(Collected data)
Issue #698, opened 2022-05-03
What's here?


tischi:
In the CLEM example it is very hard to navigate and one would really like to know which source is where.

@martinschorb and I discussed adding a "What's here?" item to the context menu, which would print the sources under the mouse pointer to the log window (since one may need this quite often a keyboard shortcut would be good as well).

One alternative could be to constantly listen to the mouse pointer position and display the source names somewhere in the BDV window.

What do you think? @constantinpape @K-Meech?

constantinpape:
From a user perspective I would prefer not to create a new entry in the context menu and always show the name of the current source(s) under cursor somewhere in the bdv window.
But if that's harder too implement, or causes performance degradation, we can also go with the context menu entry.

tischi:
> But if that's harder too implement

I will have a look. I was mainly worried about cluttering the BDV window. 
I guess it would be nice to be able to turn this on and off.
Maybe one more context menu item for "Settings", into which we could combine some things?

K-Meech:
I'm not sure about displaying directly in the bdv window - if you have a lot of layers e.g. EM / LM / segmentations etc. it could be a lot of names to display. I kind of think the 'F' button + being able to toggle sources on and off is already enough? But I guess being able to display the sources at an exact position is useful too.

martinschorb:
> the name of the current source(s) under cursor somewhere in the bdv window.

This can be dozens, so it might be indeed cluttering wherever we show it..

tischi:
### Use case

<img width="1264" alt="image" src="https://user-images.githubusercontent.com/2157566/166416183-6b073e2a-ef9a-46a9-b226-a3ab25b779c3.png">

I want to change the brightness of the green fluorescent image currently shown in BDV. How do I find out which one it is? Currently one has to do trial and error (switching on and off) on the left, which is annoying (not practical), if there are many.

martinschorb:
> I want to change the brightness of the green fluorescent image currently shown in BDV.

What about changing the display in the sources list based on the viewer?
All sources that are currently not visible will be greyed-out (or smaller font,...) the ones that are shown stay normal and the ones that are underneath the current cursor position will turn bold.

martinschorb:
Maybe also the saturation of the background colour could change.

tischi:
I though of displaying an `*` next to the sources under the mouse cursor, but then we have this issue that when you move the mouse to change the color of one of those source, the star would disappear.

martinschorb:
[...]

Issue #681, opened 2022-04-23
Rename annotation_id column?


constantinpape:
we could also just always call it `entity`...

-----

<img width="248" alt="image" src="https://user-images.githubusercontent.com/2157566/164916076-701c9745-ab9e-4ec5-acf6-3653a28a85d8.png">

This is now a bit confusing (`annotation_id` and `Annotate`), because they have nothing to do with each other, but I think this will be hard to change now...

_Originally posted by @tischi in https://github.com/mobie/mobie-viewer-fiji/issues/666#issuecomment-1107534815_

constantinpape:
I agree that this is a bit confusing. I think on the python / spec side it would not be so much effort to change this and we only have a few projects that use the `sourceAnnotationDisplay` and associated tables, so updating these would also not be too much work.

tischi:
It would also be easy to change on the java side.

Ideas:

- `region_id`
- `source_id` (this would match better the `sourceAnnotationDisplay`)

I realize one thing that confuses me with `source_id` as well as `sourceAnnotationDisplay` is that one can annotate multiple sources (=images) with one table row. 
I think that's also something that @martinschorb stumbled over when trying to use the spec. It would be nice to find a terminology that makes it more clear that one can annotated multiple images...

`sources_id` is ugly....maybe `region_id`.

constantinpape:
I think `region_id` is good!

constantinpape:
done

PR #703, opened 2022-05-05
Diverse refactoring

tischi:
Here's some refactoring that I did / want to do.

@K-Meech @constantinpape 
You could have a brief look through the points if you want.
I don't think there is anything too critical though.

---
SourceDisplay interface:

- [ ] Add getMask()?
- [ ] Maybe getRealInterval would be sufficient?
  - This would allow checking whether a SourceDisplay is currently visible in BDV in terms of intersecting with the current view (without checking all the individual sources, which may be expensive)
  - For this to work correctly, the SourceDisplay would need to listen whether the Transformation of one of the containing sources was changed and then accordingly update the mask

--- 

- [X] Create a SliceView interface and AbstractSliceView
- [ ] SliceView and AbstractSliceView could contain the getRealInterval() method (s.a.) to indicate the union location of all sources that are displayed in this SliceView. Then SourceDisplay.getSliceView().getRealInterval() would be used.
- [X] Add close() method; maybe just one implementation in AbstractSliceView needed?
- [X] AbstractSliceView constructor should not take bdvHandle, but the SliceViewer, which could implement show(sac), which can be used to show sources and do common things.

---

Change names:

- [x] AnnotatedRegionDisplay -> AnnotationDisplay ?
- [x] AnnotatedSourceDisplay -> RegionDisplay ?
- [x] SegmentationSourceDisplay -> SegmentationDisplay ?
- [x] ImageSourceDisplay -> ImageDisplay ?

---

- [x] AnnotatedRegionDisplay.getSources() currently returns all annotated sources. Is this correct? In fact, AnnotatedRegionDisplay only displays one Source, namely the `SourceAndConverter< IntType > sourceAndConverter` which implements the overlay. I thus think it is wrong; also could not see an issue in the code that uses his method.

--- 

- [x] MoBIEHelper.containsAtLeastOne could be replaced by some Java 8 code.

---

In ViewManager, there is the code following:

`// remove any sourceTransformers, where none of its relevant 'sources' are displayed
...
`

- [x] Refactor into a method called updateCurrentSourceTransformers?
@K-Meech, OK?

--- 

- [x] BdvGlobalMousePositionProvider --> GlobalMousePositionProvider
- [x] BdvCircleOverlay --> CircleOverlay

---

- [X] PublishedProjectsCreator --> PublishedProjects

--- 

PublishedProjectsCreator:

- [X] Create method for each project for better readability.

---

- [x] *Helpers --> *Helper 
- [x] *Utils --> *Helper

In several places (to be consistent, also with bdv-pl)

---

- [X] ThreadUtils --> MultiThreading
- [X] ThreadUtils: n => num 

---

- [X] `AdditionalViews` and `AdditionalViewsLoader`: Move up one level up in package structure and delete `additionalviews` package.

---

- [x] OMEZarrViewer: Move up two levels up to org.embl.mobie

---

- [x] view.saving.* ---> view.save.*

---

- [x] ViewsSaver --> ViewSaver, @K-Meech, OK?


K-Meech:
Sounds good to me @tischi ! For renaming the displays, maybe it would be best to match the names in the json schema as much as possible? (https://github.com/mobie/mobie.github.io/blob/master/schema/view.schema.json)

constantinpape:
I just had a brief look at the changes and they overall look good to me.

> For renaming the displays, maybe it would be best to match the names in the json schema as much as possible? 

I agree that if we rename here we should also consider renaming in the jsoschema. And I also think that the new names are better. But renaming in the schema means that we also need to update all projects and that would be a bit of work for me and I would only have time for it maybe middle of next week. (and when we do it we should include the change from #681).

constantinpape:
@tischi Do you still want to go ahead with the renaming? I could probably implement this and change it for our projects on Wednesday or Thursday.

tischi:
> Do you still want to go ahead with the renaming?

Yes, do the names that I proposed sound good?

constantinpape:
> Yes, do the names that I proposed sound good?

Yep, sounds good. I will go ahead and implement this and ping you once there's a branch to try it on.

tischi:
I am done with the Refactoring.
I moved the open points to https://github.com/mobie/mobie-viewer-fiji/issues/698 and will work on it in https://github.com/mobie/mobie-viewer-fiji/pull/699 once this PR is merged.

@K-Meech 
Again, too many code changes to review this...sorry...I should get better at this...
All tests pass, so it should be fine.
Maybe play around with it a bit.
Let me know if we can merge.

**Required action**
Please return all of the records exactly.

**Solution for this exercise**
Issue #698, opened 2022-05-03
What's here?


tischi:
In the CLEM example it is very hard to navigate and one would really like to know which source is where.

@martinschorb and I discussed adding a "What's here?" item to the context menu, which would print the sources under the mouse pointer to the log window (since one may need this quite often a keyboard shortcut would be good as well).

One alternative could be to constantly listen to the mouse pointer position and display the source names somewhere in the BDV window.

What do you think? @constantinpape @K-Meech?

constantinpape:
From a user perspective I would prefer not to create a new entry in the context menu and always show the name of the current source(s) under cursor somewhere in the bdv window.
But if that's harder too implement, or causes performance degradation, we can also go with the context menu entry.

tischi:
> But if that's harder too implement

I will have a look. I was mainly worried about cluttering the BDV window. 
I guess it would be nice to be able to turn this on and off.
Maybe one more context menu item for "Settings", into which we could combine some things?

K-Meech:
I'm not sure about displaying directly in the bdv window - if you have a lot of layers e.g. EM / LM / segmentations etc. it could be a lot of names to display. I kind of think the 'F' button + being able to toggle sources on and off is already enough? But I guess being able to display the sources at an exact position is useful too.

martinschorb:
> the name of the current source(s) under cursor somewhere in the bdv window.

This can be dozens, so it might be indeed cluttering wherever we show it..

tischi:
### Use case

<img width="1264" alt="image" src="https://user-images.githubusercontent.com/2157566/166416183-6b073e2a-ef9a-46a9-b226-a3ab25b779c3.png">

I want to change the brightness of the green fluorescent image currently shown in BDV. How do I find out which one it is? Currently one has to do trial and error (switching on and off) on the left, which is annoying (not practical), if there are many.

martinschorb:
> I want to change the brightness of the green fluorescent image currently shown in BDV.

What about changing the display in the sources list based on the viewer?
All sources that are currently not visible will be greyed-out (or smaller font,...) the ones that are shown stay normal and the ones that are underneath the current cursor position will turn bold.

martinschorb:
Maybe also the saturation of the background colour could change.

tischi:
I though of displaying an `*` next to the sources under the mouse cursor, but then we have this issue that when you move the mouse to change the color of one of those source, the star would disappear.

martinschorb:
[...]

Issue #681, opened 2022-04-23
Rename annotation_id column?


constantinpape:
we could also just always call it `entity`...

-----

<img width="248" alt="image" src="https://user-images.githubusercontent.com/2157566/164916076-701c9745-ab9e-4ec5-acf6-3653a28a85d8.png">

This is now a bit confusing (`annotation_id` and `Annotate`), because they have nothing to do with each other, but I think this will be hard to change now...

_Originally posted by @tischi in https://github.com/mobie/mobie-viewer-fiji/issues/666#issuecomment-1107534815_

constantinpape:
I agree that this is a bit confusing. I think on the python / spec side it would not be so much effort to change this and we only have a few projects that use the `sourceAnnotationDisplay` and associated tables, so updating these would also not be too much work.

tischi:
It would also be easy to change on the java side.

Ideas:

- `region_id`
- `source_id` (this would match better the `sourceAnnotationDisplay`)

I realize one thing that confuses me with `source_id` as well as `sourceAnnotationDisplay` is that one can annotate multiple sources (=images) with one table row. 
I think that's also something that @martinschorb stumbled over when trying to use the spec. It would be nice to find a terminology that makes it more clear that one can annotated multiple images...

`sources_id` is ugly....maybe `region_id`.

constantinpape:
I think `region_id` is good!

constantinpape:
done

PR #703, opened 2022-05-05
Diverse refactoring

tischi:
Here's some refactoring that I did / want to do.

@K-Meech @constantinpape 
You could have a brief look through the points if you want.
I don't think there is anything too critical though.

---
SourceDisplay interface:

- [ ] Add getMask()?
- [ ] Maybe getRealInterval would be sufficient?
  - This would allow checking whether a SourceDisplay is currently visible in BDV in terms of intersecting with the current view (without checking all the individual sources, which may be expensive)
  - For this to work correctly, the SourceDisplay would need to listen whether the Transformation of one of the containing sources was changed and then accordingly update the mask

--- 

- [X] Create a SliceView interface and AbstractSliceView
- [ ] SliceView and AbstractSliceView could contain the getRealInterval() method (s.a.) to indicate the union location of all sources that are displayed in this SliceView. Then SourceDisplay.getSliceView().getRealInterval() would be used.
- [X] Add close() method; maybe just one implementation in AbstractSliceView needed?
- [X] AbstractSliceView constructor should not take bdvHandle, but the SliceViewer, which could implement show(sac), which can be used to show sources and do common things.

---

Change names:

- [x] AnnotatedRegionDisplay -> AnnotationDisplay ?
- [x] AnnotatedSourceDisplay -> RegionDisplay ?
- [x] SegmentationSourceDisplay -> SegmentationDisplay ?
- [x] ImageSourceDisplay -> ImageDisplay ?

---

- [x] AnnotatedRegionDisplay.getSources() currently returns all annotated sources. Is this correct? In fact, AnnotatedRegionDisplay only displays one Source, namely the `SourceAndConverter< IntType > sourceAndConverter` which implements the overlay. I thus think it is wrong; also could not see an issue in the code that uses his method.

--- 

- [x] MoBIEHelper.containsAtLeastOne could be replaced by some Java 8 code.

---

In ViewManager, there is the code following:

`// remove any sourceTransformers, where none of its relevant 'sources' are displayed
...
`

- [x] Refactor into a method called updateCurrentSourceTransformers?
@K-Meech, OK?

--- 

- [x] BdvGlobalMousePositionProvider --> GlobalMousePositionProvider
- [x] BdvCircleOverlay --> CircleOverlay

---

- [X] PublishedProjectsCreator --> PublishedProjects

--- 

PublishedProjectsCreator:

- [X] Create method for each project for better readability.

---

- [x] *Helpers --> *Helper 
- [x] *Utils --> *Helper

In several places (to be consistent, also with bdv-pl)

---

- [X] ThreadUtils --> MultiThreading
- [X] ThreadUtils: n => num 

---

- [X] `AdditionalViews` and `AdditionalViewsLoader`: Move up one level up in package structure and delete `additionalviews` package.

---

- [x] OMEZarrViewer: Move up two levels up to org.embl.mobie

---

- [x] view.saving.* ---> view.save.*

---

- [x] ViewsSaver --> ViewSaver, @K-Meech, OK?


K-Meech:
Sounds good to me @tischi ! For renaming the displays, maybe it would be best to match the names in the json schema as much as possible? (https://github.com/mobie/mobie.github.io/blob/master/schema/view.schema.json)

constantinpape:
I just had a brief look at the changes and they overall look good to me.

> For renaming the displays, maybe it would be best to match the names in the json schema as much as possible? 

I agree that if we rename here we should also consider renaming in the jsoschema. And I also think that the new names are better. But renaming in the schema means that we also need to update all projects and that would be a bit of work for me and I would only have time for it maybe middle of next week. (and when we do it we should include the change from #681).

constantinpape:
@tischi Do you still want to go ahead with the renaming? I could probably implement this and change it for our projects on Wednesday or Thursday.

tischi:
> Do you still want to go ahead with the renaming?

Yes, do the names that I proposed sound good?

constantinpape:
> Yes, do the names that I proposed sound good?

Yep, sounds good. I will go ahead and implement this and ping you once there's a branch to try it on.

tischi:
I am done with the Refactoring.
I moved the open points to https://github.com/mobie/mobie-viewer-fiji/issues/698 and will work on it in https://github.com/mobie/mobie-viewer-fiji/pull/699 once this PR is merged.

@K-Meech 
Again, too many code changes to review this...sorry...I should get better at this...
All tests pass, so it should be fine.
Maybe play around with it a bit.
Let me know if we can merge.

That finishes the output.